Collected data entries
Issue #514, opened 2020-05-26
Switch from callback to promises


nikku:
> **This is an epic issue which may be broken down into multiple tasks, if needed**

__What should we do?__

▸ **EXERCISE PROMPT**: Repeat each entry word for word.

▸ **TASK SOLUTION**:
Issue #514, opened 2020-05-26
Switch from callback to promises


nikku:
> **This is an epic issue which may be broken down into multiple tasks, if needed**

__What should we do?__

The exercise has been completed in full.